My previous responses dealt specifically to women who just stick around until the convenience of having a man around is no longer needed (the same holds true in reverse). Then they scoot off into a new life, leaving the poor deserted and decimated shell of a man (or woman) they left, twisting in the wind.
Good to hear things are perhaps taking a turn for the better.


----------



## InfestedOyster (Jul 28, 2016)

Dear perspective2. This sounds a lot like me and my unfortunately soon to be ex wife. I have had lots of time to reflect on myself my own actions or lack of and also of hers. Neither of us actually wanted to budge on the real issues we had. Sex or lack thereof being one of them. For both of us. The intimacy was for some reason dead. I can tell you it is because I'm emotionally retarded to what a woman needs to feel that spark not because I didn't actually have feelings for her. But I also felt neglected as she was often cold and distant to me as a result even when I did try to fan the embers back to flames. We didn't quite make it nine years. What I suggest is counselling. I finally offered to do so too late. It took me to long to overcome my stupid pride to realize we needed serious help. She declined because although it would still take me another two months to find out someone else had fanned the embers into flames before they went out and I lost her to my own foolish pride. Don't make that mistake. I'm living it and can tell you especially with kids involved it is devastating. 

Sent from my KYOCERA-E6560 using Tapatalk


----------



## Anon1111 (May 29, 2013)

perspective2 said:


> As far as reasons, without giving up too much anonymity due to our kids unique needs we literally need 2 adults present and accounted for in the home and the income and effort that comes from both of us at this time in one place rather than divided up. There is very little to no active fighting between dh and I for them to have to listen to and the negative effect from being in separate households would be extreme at this point.

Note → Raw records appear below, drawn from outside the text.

PR #486, opened 2024-12-19
JBR-8043 Fix CSE from Files.probeContentType with overridden DefaultFileSystemProvider

vladimirlagunov:
Before this commit, the code `DefaultFileTypeDetector` implied that the default file system provider is always an instance of `UnixFileSystemProvider`. It's not true when `-Djava.nio.file.spi.DefaultFileSystemProvider` is specified.

In general, there's a possibility to specify a custom `FileTypeDetector` and define it via service loading. (See `java.nio.file.Files.probeContentType`). However, the problematic code is invoked during the static initialization of the class `java.nio.file.Files.FileTypeDetectors`, which is also the entry point for the service loader. This way, it's even impossible to define a custom `FileTypeDetector`.

This commit replaces the strict class cast with a conditional one, and the new code returns a no-op file type detector in cases when the default file system provider is overridden.

### DIFF
--- a/src/java.base/unix/classes/sun/nio/fs/DefaultFileTypeDetector.java
+++ b/src/java.base/unix/classes/sun/nio/fs/DefaultFileTypeDetector.java
@@ -25,7 +25,9 @@
 
 package sun.nio.fs;
 
+import java.io.IOException;
 import java.nio.file.FileSystems;
+import java.nio.file.Path;
 import java.nio.file.spi.FileTypeDetector;
 import java.nio.file.spi.FileSystemProvider;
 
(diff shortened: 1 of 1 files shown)


src/java.base/unix/classes/sun/nio/fs/DefaultFileTypeDetector.java
```diff
@@ -34,6 +36,14 @@ private DefaultFileTypeDetector() { }
 
     public static FileTypeDetector create() {
         FileSystemProvider provider = FileSystems.getDefault().provider();
-        return ((UnixFileSystemProvider)provider).getFileTypeDetector();
+        if (provider instanceof UnixFileSystemProvider) {
```
mkartashev, line 39: You can avoid casting on the next line if you bind the instance to a variable like so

I get where you are coming from.

I would strongly recommend some type of religion if that is not already a part of your life. I have personally found daily meditation to be a great help, but I am sure other people get similar benefits from prayer.

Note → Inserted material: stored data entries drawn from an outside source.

PR #492, opened 2025-01-13
vpr/jbr21_JBR-8111_smooth_transition

vprovodin:


vprovodin:
Not sure that we need to have these changes in jbr21.
These two commits are intended to be cherry-picked always when a new created branch targeted for 2025.1 is created till FF. After FF the commits will be landed in the 2025.1 branch and the cherry-picks won't be required.

mkartashev (approved):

regular physical activity is a must. try to institute daily exercise if you are not already. this will be good for your mind as well as your body.


----------



## Anon1111 (May 29, 2013)

Ynot said:


> BULL SH!T! It happened to me and it was NOT an easy thing. Nobody said anything about getting laid or needing to be respected. It certainly isn't respectful of yourself, your SO or your children by maintaining a sham marriage. It is just an excuse to not have to do the right thing for all.
> It isn't best for the children for them to grow up in a sham family. What kind of lessons does that give them?
> If the children are so disabled that they can't survive without two parents, what is going to magically happen that they will someday be able to leave home? What would happen if one parent died?
> The OP argument, and yours is a joke. Single men and women raise severely handicapped children all day, everyday.
> ...


this is way harsh and out of line

just because you were OK with going the route you went does not mean that it would be OK for everybody

yes, single parents manage with handicapped children but that does not mean it is ideal for the parent or the child

just because a situation is not perfect does not mean it is a sham.


----------



## Ynot (Aug 26, 2014)

Anon1111 said:


> this is way harsh and out of line
> 
> just because you were OK with going the route you went does not mean that it would be OK for everybody
> 
> ...


Learn to read. I could explain it to you, but I can't understand it for you.


----------



## Prodigal (Feb 5, 2011)

I wanted to know why the OP didn't leave the marriage prior to children being born. I got no answer. Maybe I will, if she returns. If not, then all I can say is this is a person who just needs to vent. A lot of that going around these days ...


----------



## sapientia (Nov 24, 2012)

I stayed in a marriage way longer than I should have. Kids are a poor reason to do so. It's largely an excuse to not act and it really doesn't help them, longterm.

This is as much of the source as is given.